# 4 Year Maintenance Suggestions



## joeymac (Aug 19, 2010)

Well my OB is coming up on its 4th season. Before the season begins, can someone suggest a maintenance plan ?
Every year I lube the axle, check to make sure the brakes work, and clean and lube the stab jacks, and inspect the roof. 
Starting to see some of the caulk fade and bust near the crappy decorative plastic wheel wheel. So need to strip and re-caulk, other than that can you recommend anything else ?
Trailer has about 3,000-5,000 miles on it, so I think the brakes should be ok.


----------



## H2oSprayer (Aug 5, 2006)

Have you actually pulled each wheel and repacked the bearing and visually inspected the brakes or have you simply added a couple of squirts through the zerk?


----------



## joeymac (Aug 19, 2010)

H2oSprayer said:


> Have you actually pulled each wheel and repacked the bearing and visually inspected the brakes or have you simply added a couple of squirts through the zerk?


Just a couple of squirts every year....


----------



## clarkely (Sep 15, 2008)

i would pull hubs and replace bearings ....time consuming dirty job but relatively inexpensive.....
Dricor caulk and tape the roof seams with eternabond.
check springs and u bolts on axle.
New HW Anode rod
New tires

thats about all i can think of .......


----------



## TwoElkhounds (Mar 11, 2007)

joeymac said:


> Have you actually pulled each wheel and repacked the bearing and visually inspected the brakes or have you simply added a couple of squirts through the zerk?


Just a couple of squirts every year....
[/quote]

A couple of squirts is not adequate to completely lubricate the inner and outer bearings. The EZ Lube system first introduces grease to the inner bearing, then through displacement, to the outer bearing. So a couple squirts will at best service the inner bearing, the outer bearing will still have old grease.

I pull my drums every year. Inspect the brake pads, pay special attention to the wires that feed the magnet inside the brake drum. This is a common failure point, look for chaffing on the clips and the area where the wires might contact the hub. Clean out the old grease as best you can, inspect the bearings and the races for wear and damage, replace if damaged (I have 10k plus miles on my bearings and have never had an issue). Reinstall the drums and bearings, then re-lubricate. Re-lubrication should take numerous pumps of grease. Keep pumping grease into the bearings until you see clean grease being expelled from the outer bearing on the hub. If all is working correctly, you will have to wipe away a significant amount of dirty grease while servicing. I use at least two tubes of grease every year during my re-lube maintenance.

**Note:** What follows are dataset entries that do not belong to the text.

PR #2941, opened 2024-09-12
[Feature/multi_tenancy] Implement retryOnConflict on UpdateDataObject

dbwiddis:
### Description

Implements `UpdateRequest.retryOnConflict()`
 - For local and remote OpenSearch client, simply passes through the setting
 - For DDB Client, implements the retry logic

### Check List

### DIFF
--- a/plugin/src/main/java/org/opensearch/ml/sdkclient/DDBOpenSearchClient.java
+++ b/plugin/src/main/java/org/opensearch/ml/sdkclient/DDBOpenSearchClient.java
@@ -233,29 +233,13 @@ public class DDBOpenSearchClient implements SdkClientDelegate {
                 String source = Strings.toString(MediaTypeRegistry.JSON, request.dataObject());
                 JsonNode jsonNode = OBJECT_MAPPER.readTree(source);
                 Map<String, AttributeValue> updateItem = JsonTransformer.convertJsonObjectToDDBAttributeMap(jsonNode);
-                updateItem.remove(HASH_KEY);
+                updateItem.remove(TENANT_ID);
                 updateItem.remove(RANGE_KEY);
                 Map<String, AttributeValue> updateKey = new HashMap<>();
                 updateKey.put(HASH_KEY, AttributeValue.builder().s(tenantId).build());
                 updateKey.put(RANGE_KEY, AttributeValue.builder().s(request.id()).build());
-                UpdateItemRequest.Builder updateItemRequestBuilder = UpdateItemRequest.builder().tableName(request.index()).key(updateKey);
-                Map<String, String> expressionAttributeNames = new HashMap<>();
-                expressionAttributeNames.put("#seqNo", SEQ_NO_KEY);
-                expressionAttributeNames.put("#source", SOURCE);
-                Map<String, AttributeValue> expressionAttributeValues = new HashMap<>();
-                expressionAttributeValues.put(":incr", AttributeValue.builder().n("1").build());
-                expressionAttributeValues.put(":source", AttributeValue.builder().m(updateItem).build());
-                updateItemRequestBuilder.updateExpression("SET #seqNo = #seqNo + :incr, #source = :source ");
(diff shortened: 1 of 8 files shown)


naradha (commented):
LGTM! 

We can have a default retry of 3 instead of 1.

naradha (approved):

plugin/src/main/java/org/opensearch/ml/sdkclient/DDBOpenSearchClient.java
```diff
@@ -288,6 +253,60 @@ public CompletionStage<UpdateDataObjectResponse> updateDataObjectAsync(
...
+                    .expressionAttributeNames(expressionAttributeNames)
+                    .expressionAttributeValues(expressionAttributeValues);
+                UpdateItemRequest updateItemRequest = updateItemRequestBuilder.build();
+                UpdateItemResponse updateItemResponse = dynamoDbClient.updateItem(updateItemRequest);
+                if (updateItemResponse != null
+                    && updateItemResponse.attributes() != null
+                    && updateItemResponse.attributes().containsKey(SEQ_NO_KEY)) {
+                    return Long.parseLong(updateItemResponse.attributes().get(SEQ_NO_KEY).n());
+                }
+            } catch (ConditionalCheckFailedException ccfe) {
```
dhrubo-os, line 298: what happens if we face other exception here?

dbwiddis: Any other exception will bubble up to line 244: an IOException will be caught and rethrown as a RuntimeException, any other exception _is_ a RuntimeException and will be passed along just like it would have on a non-retried update call.

> should we still try to update the document if the retriesRemaining > 0

No, the [OpenSearch Implementation](https://github.com/opensearch-project/OpenSearch/blob/c85ee6898b4e3e2f4a2037e42337a7eb8033de9e/server/src/main/java/org/opensearch/action/update/TransportUpdateAction.java#L355-L378) only retries on a `VersionConflictEngineException`, which the `ConditionalCheckFailedException` is the corresponding exception for DDB.

dhrubo-os: Can we have a test where we can see for `ConditionalCheckFailedException` case, retried 1+ times and for other cases it just tried 1 time?

dbwiddis: > Can we have a test where we can see for `ConditionalCheckFailedException` case, retried 1+ times and for other cases it just tried 1 time?

I'm not clear which case you want tested?  We currently test:
 - retries 0, success and exception cases
 - retries 1, failure and then success on retry
 - retries 1, failure and then another failure on retry

Although looking into it, I see a small problem... some tests are annotated with `@Test` and one begins with test.  MLCommons is inconsistent between which method is used in which module and it might be that one of the tests isn't running.

dbwiddis: @dhrubo-os Well it was running all the tests regardless of annotation or method naming.  So no issues there but I added both annotation and changed method names for consistency anyway.

Added a test of a generic RTE.   So the following are now tested:
 - retries 0, success
 - retries 0, conditional check exception
 - retries 0, runtime exception (just added this one)
 - retries 1, with success (happy case)
 - retires 1, with conflict, success, conflict (passes on first retry)
 - retries 1, with conflict, conflict, success (fails on first retry, never gets to success)

Any other cases you need?

dhrubo-os (approved):

plugin/src/main/java/org/opensearch/ml/sdkclient/DDBOpenSearchClient.java
dhrubo-os: Thanks for adding test. Approving.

One note on the Zerk fittings, I had to replace all of them on my 2012 trailer. None of them would accept grease. If you have problems squirting grease into the hubs, look into replacing these fittings.

Don't be afraid to remove the hubs, it is not a big deal. Just make sure you keep everything clean, no dirt or debris in the bearings. Then lube the hell out of them, all clean grease every year.

DAN


----------



## joeymac (Aug 19, 2010)

TwoElkhounds said:


> Have you actually pulled each wheel and repacked the bearing and visually inspected the brakes or have you simply added a couple of squirts through the zerk?


Just a couple of squirts every year....
[/quote]

A couple of squirts is not adequate to completely lubricate the inner and outer bearings. The EZ Lube system first introduces grease to the inner bearing, then through displacement, to the outer bearing. So a couple squirts will at best service the inner bearing, the outer bearing will still have old grease.

I pull my drums every year. Inspect the brake pads, pay special attention to the wires that feed the magnet inside the brake drum. This is a common failure point, look for chaffing on the clips and the area where the wires might contact the hub. Clean out the old grease as best you can, inspect the bearings and the races for wear and damage, replace if damaged (I have 10k plus miles on my bearings and have never had an issue). Reinstall the drums and bearings, then re-lubricate. Re-lubrication should take numerous pumps of grease. Keep pumping grease into the bearings until you see clean grease being expelled from the outer bearing on the hub. If all is working correctly, you will have to wipe away a significant amount of dirty grease while servicing. I use at least two tubes of grease every year during my re-lube maintenance.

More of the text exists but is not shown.